VS Code settings.json:
{
"editor.formatOnSave": true,
"editor.defaultFormatter": "esbenp.prettier-vscode",
"[python]": {
"editor.defaultFormatter": "charliermarsh.ruff"
}
}
Pre-Commit Hooks
Use a pre-commit hook to catch any unformatted code before it reaches your repository:
# .pre-commit-config.yaml
repos:
- repo: https://github.com/pre-commit/mirrors-prettier
rev: v3.3.0
hooks:
- id: prettier
- repo: https://github.com/astral-sh/ruff-pre-commit
rev: v0.8.0
hooks:
- id: ruff-format
CI Enforcement
Run the formatter in check mode in CI to fail builds with unformatted code:
# JavaScript/TypeScript
prettier --check .
biome check .
# Python
ruff format --check .
# Go
gofmt -l . | grep . && exit 1
# Rust
cargo fmt --check
Recommendations by Language
| Language | Recommended Formatter | Runner-Up |
|---|---|---|
| JavaScript/TypeScript | Prettier (or Biome for speed) | Biome |
| Python | Ruff | Black |
| Go | gofmt/goimports | None needed |
| Rust | rustfmt | None needed |
| C/C++ | clang-format | None meaningful |
| Java | google-java-format | Spotless |
| Ruby | RuboCop | Standard |
| PHP | PHP-CS-Fixer | Pint (Laravel) |
The Bottom Line
The best code formatter is the one your team adopts and never thinks about again. Configure it once, set up format-on-save and CI enforcement, and redirect all formatting energy into writing better code.

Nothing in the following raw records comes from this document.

PR #291, opened 2025-05-18
Allow switching between specialisations.

daschw:
Prefer switching to specialisation provided as `--specialisation` argument over current specialisation.

---

Currently, assuming a config like in the README

```nix
{config, pkgs, ...}: {
  specialisation."foo".configuration = {
    environment.etc."specialisation".text = "foo";
    # ..rest of config
  };

  specialisation."bar".configuration = {
    environment.etc."specialisation".text = "bar";
    # ..rest of config
  };
}
```

we have this - in my optinion - unexpected behaviour:

```sh
nh os switch -s foo # switch to foo
nh os switch -s bar # switch back to no-specialisation
```

---

After these changes

```sh
nh os switch -s bar
```

and 

```sh
nh home switch -s bar
```

switch to the bar specialisation regardless of the current specialisation.

### DIFF
--- a/src/home.rs
+++ b/src/home.rs
@@ -99,15 +99,13 @@ impl HomeRebuildArgs {
 
         debug!(?prev_generation);
 
-        let spec_location =
-            PathBuf::from(std::env::var("HOME")?).join(".local/share/home-manager/specialisation");
-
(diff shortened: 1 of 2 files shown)


daschw:
I guess this will be fixed by #281 anyways

PR #292, opened 2025-05-18
fix cargo clippy command in fix.sh

daschw:
Running `./fix.sh` errors with

```sh
+ echo 'Running clippy linter and applying available fixes'
Running clippy linter and applying available fixes
+ cargo clippy --fix --allow-dirty -W clippy::pedantic -W clippy::pedantic -W clippy::correctness -W clippy::suspicious
error: unexpected argument '-W' found
```

This fixes it and removes a duplicate line.


NotAShelf (approved):
oops

PR #653, opened 2021-07-03
Update measure area tool for ol6

geographika:
From https://openlayers.org/en/latest/apidoc/module-ol_sphere.html - `getArea` expects a geometry rather than an array of coordinates. 
Otherwise the following error is thrown: `e.getType is not a function`


marcjansen:
Code looks nice. Any chance you can add a test that passes now and failed before your change?

marcjansen:
Once the linting is fine this is good to go.

marcjansen (approved):

marcjansen:
Thanks!

PR #654, opened 2021-08-05
Enable button in the addWms form when the textbox is hidden

geographika:
This pull request ensures that the "Request available layers" button becomes enabled if a user enters or pastes a URL in the WMS-URL box. 

Currently if the combobox has a list of entries then the texfField is hidden, but it does not allow blank values, so the form is never valid and the button is disabled (a user however could select something from the dropdown and then paste text as a workaround). 

image


weskamm:
Looks good to me, thanks!

PR #657, opened 2021-08-13
Update dependencies

hwbllmnn:

### DIFF
--- a/package.json
+++ b/package.json
@@ -59,29 +59,29 @@
     },
     "peerDependencies": {
         "@geoext/geoext": "4.0.0",
-        "@geoext/openlayers-legacy": "6.5.2"
+        "@geoext/openlayers-legacy": "6.5.4"
     },
     "devDependencies": {
         "@geoext/geoext": "4.0.0",
-        "@geoext/openlayers-legacy": "6.5.2",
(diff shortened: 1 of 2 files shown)


package.json
```diff
@@ -59,29 +59,29 @@
...
-        "karma-chrome-launcher": "^3.1.0",
+        "karma": "6.3.4",
+        "karma-chrome-launcher": "3.1.0",
         "karma-coverage": "2.0.3",
         "karma-expect": "1.1.3",
         "karma-mocha": "2.0.1",
         "karma-mocha-reporter": "2.2.5",
         "karma-sinon": "1.0.5",
-        "mocha": "8.2.1",
-        "np": "^7.2.0",
```
annarieger, line 79: Any reason why we switched from caret to fixed version here and by some karma-* packages above?

Just a question, in no way a reproach :)

hwbllmnn: Yes, I like to control which versions are actually used, else `npm i` will yield different results at different times. Also, most other packages use fixed versions, so in a way this consolidates it. No reproach received, I actually appreciate criticism, it is oftentimes very helpful :-)

LukasLohoff (approved):

PR #658, opened 2021-08-17
Add optional AJAX proxy URL config for CswForm

chrismayer:
This adds the possibility to configure the `BasiGX.view.form.CSW` component with an optional AJAX proxy URL, which is placed before the "real" target CSW URL.


annarieger (approved):
Nice addition 🍍

weskamm (approved):

chrismayer:
Thanks for your review! I'll merge now.

PR #678, opened 2022-02-15
Change save/edit button state when table or geometry was edited

jansule:
Updates the button state of cancel and save button, if data was edited.

Also had to remove `changefeature` listener, as this will also be called when the style of a feature changes. This always happens when moving/modifying a geometry. Therefore, now the `featurechanged` events of the modify/move buttons also pass through the openlayers event.


Unraveler:
looks good to me

PR #679, opened 2022-02-17
Remove usage of lockFeature on FeatureGrid

jansule:
This removes the usage of the lockFeature request for WFS-T requests, as this poses quite a few problems when used in GeoServer.

This also make better usage of the viewModel.


Unraveler (approved):
LGTM

PR #692, opened 2022-08-03
Also support ImageWMS when filtering

buehner:
The previous code only supported TileWMS as layer source type, but did not support ImageWMS.

This will fix it.

### DIFF
--- a/src/util/WFS.js
+++ b/src/util/WFS.js
@@ -627,6 +627,17 @@ Ext.define('BasiGX.util.WFS', {
             var mapComponent = BasiGX.util.Map.getMapComponent();
             var srs = mapComponent.map.getView().getProjection().getCode();
 
+            var layerSource = filterLayer.getSource();
+            var url;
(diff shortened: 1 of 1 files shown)


hwbllmnn (approved):

src/util/WFS.js
```diff
@@ -627,6 +627,17 @@ Ext.define('BasiGX.util.WFS', {
             var mapComponent = BasiGX.util.Map.getMapComponent();
             var srs = mapComponent.map.getView().getProjection().getCode();
 
+            var layerSource = filterLayer.getSource();
+            var url;
+
+            if(layerSource instanceof ol.source.TileWMS) {
```
LukasLohoff, line 633:
```suggestion
            if (layerSource instanceof ol.source.TileWMS) {
```

LukasLohoff (approved):
LGTM, just a minor linting suggestion.

PR #696, opened 2022-08-09
Introduce support of arcGIS REST FeatureServer layers

jansule:
This adds support for ArcGIS REST FeatureServer layers.

Currently, only importing single layers of a FeatureServer are supported. We get the layer information by firing http requests to all services in an arcGIS folder that are of type FeatureServer. We then take the layer definitions from the responses and add them to the list of checkboxes in the UI. When importing, all features of a single layer will be requested and added as unstyled ol.layer.Vector.

compass-arcgis-rest-featureserver

### DIFF
--- a/src/util/ArcGISRest.js
+++ b/src/util/ArcGISRest.js
@@ -126,7 +126,7 @@ Ext.define('BasiGX.util.ArcGISRest', {
          * @param {string} layerConfig.service.type The service type.
          * @param {string} layerConfig.service.name The service name.
          * @param {string} layerConfig.url The service url.
-         * @param {object} layerConfig.layer (optional) The layer confings of
+         * @param {object} layerConfig.layer (optional) The layer config of
          * a FeatureServer layer.
          * @param {number} layerConfig.layer.id The id of a FeatureServer layer.
          * @param {string} layerConfig.layer.name The name of a FeatureServer
--- a/src/util/ArcGISRest.js
+++ b/src/util/ArcGISRest.js
@@ -94,9 +94,12 @@ Ext.define('BasiGX.util.ArcGISRest', {
          * @param {string} serviceUrl The URL of the service.
          * @param {number} layerId The id of the layer in the FeatureServer.
          * @param {string} format The output format.
+         * @param {string} filter The filter condition.
          * @return {string} The query URL.
          */
-        createFeatureServerQueryUrl: function(serviceUrl, layerId, format) {
+        createFeatureServerQueryUrl: function(
+            serviceUrl, layerId, format, filter
+        ) {
             if (!BasiGX.util.ArcGISRest.isArcGISRestUrl(serviceUrl)) {
                 return;
             }
@@ -112,8 +115,13 @@ Ext.define('BasiGX.util.ArcGISRest', {
             }
             // The query endpoint has a required 'where' parameter. In
             // order to get all features, we apply a where-clause that
-            // always returns true.
-            url = BasiGX.util.Url.setQueryParam(url, 'where', '1=1');
+            // always returns true. This behavior can be overwritten
+            // by specifying a 'filter' argument.
+            var filterToUse = '1=1';
+            if (filter) {
+                filterToUse = filter;
+            }
+            url = BasiGX.util.Url.setQueryParam(url, 'where', filterToUse);
 
             return url;
         },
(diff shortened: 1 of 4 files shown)


src/util/ArcGISRest.js
```diff
@@ -56,6 +61,63 @@ Ext.define('BasiGX.util.ArcGISRest', {
...
+         * @param {string} serviceUrl The URL of the service.
+         * @param {string} serverName The name of the FeatureServer.
+         * @param {string} format The output format.
+         * @return {string} The URL to the FeatureServer.
+         */
+        createFeatureServerUrl: function(serviceUrl, serverName, format) {
+            if (!BasiGX.util.ArcGISRest.isArcGISRestUrl(serviceUrl)) {
+                return;
+            }
+            var urlObj = new URL(serviceUrl);
```
marcjansen, line 76: Not sure about browser compatibility here, `URL` needs a polyfill in ancient browsers (e.g. IE). Is it used elsewhere?

src/util/ArcGISRest.js
```diff
@@ -56,6 +61,63 @@ Ext.define('BasiGX.util.ArcGISRest', {
...
+            var path = parts.join('/');
+
+            var url = urlObj.origin + path;
+            if (format) {
+                url = BasiGX.util.Url.setQueryParam(url, 'f', format);
+            }
+            // The query endpoint has a required 'where' parameter. In
+            // order to get all features, we apply a where-clause that
+            // always returns true.
+            url = BasiGX.util.Url.setQueryParam(url, 'where', '1=1');
```
marcjansen, line 116: Might be a nice addition to have an optional `where`-param, defaulting to `1=1`, this way even filtering becomes possible. Just an idea.

src/util/ArcGISRest.js
```diff
@@ -64,14 +126,20 @@ Ext.define('BasiGX.util.ArcGISRest', {
          * @param {string} layerConfig.service.type The service type.
          * @param {string} layerConfig.service.name The service name.
          * @param {string} layerConfig.url The service url.
+         * @param {object} layerConfig.layer (optional) The layer confings of
```
marcjansen, line 129:
```suggestion
         * @param {object} layerConfig.layer (optional) The layer config of
```
?

src/util/ArcGISRest.js
```diff
@@ -104,10 +173,21 @@ Ext.define('BasiGX.util.ArcGISRest', {
...
                         break;
                     case 'FeatureServer':
-                        // FeatureServers can only be requested
-                        // for single layers in a service.
-                        Ext.log.info('ArcGISRest FeatureServer is ' +
-                            'currently not supported.');
+                        var esrijsonFormat = new ol.format.EsriJSON();
+
+                        var sourceUrl = staticMe.createFeatureServerQueryUrl(
+                            url, layerConfig.layer.id, 'json');
```
marcjansen, line 179: According to the API docs from above, this is optional, and should be checked for existance: `layerConfig.layer` right?

src/view/form/AddArcGISRest.js
```diff
@@ -390,6 +397,92 @@ Ext.define('BasiGX.view.form.AddArcGISRest', {
...
 
+    /**
+     * Loads the layerConfigs for all layers of all FeatureServers.
+     *
+     * @param {object[]} featureServers List of layerConfigs of FeatureServers.
+     * @return {Ext.Promise} A promise that resolves with a list of
+     * layerConfigs, where each layerConfig represents a single layer of a
+     * FeatureServer.
+     */
+    loadFeatureServersLayers: function(featureServers) {
```
marcjansen, line 408: To me this seems hard to read, but this might be more my issue :stuck_out_tongue_winking_eye:

marcjansen (approved):
Thx, only nit-picks, I guess.

src/util/ArcGISRest.js
weskamm: we had a talk about that and as this is not breaking any current behaviour (new feature) we decided to let IE finally go.

geographika: I've also tested in IE using the URL polyfill @jansule added in https://github.com/compassinformatics/cpsi-mapview/pull/582 - and all worked fine.

src/util/ArcGISRest.js
jansule: This is optional for the other switch cases. For this one it is mandatory. I will update the docs accordingly.

src/util/ArcGISRest.js
jansule: Done in https://github.com/terrestris/BasiGX/pull/696/commits/86b61e00656536982ad13a0743063e1719d65032

src/view/form/AddArcGISRest.js
jansule: Done in https://github.com/terrestris/BasiGX/pull/696/commits/86b61e00656536982ad13a0743063e1719d65032. Hope it's better now :grinning:

src/util/ArcGISRest.js
marcjansen: We might simply add a line to the readme, explaining which features we use... and how to get a polyfill for them

marcjansen (approved):

jansule:
Optimized requesting the FeatureServers. @marcjansen it would be great, if you could take another look at it.

hwbllmnn (approved):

If you are starting a new project in 2026: use Ruff for Python, Biome (or Prettier) for JavaScript/TypeScript, and the official formatter for Go, Rust, or any language that has one. The trend is clear — opinionated, fast, minimal-configuration formatters win because they eliminate a category of unproductive discussion entirely.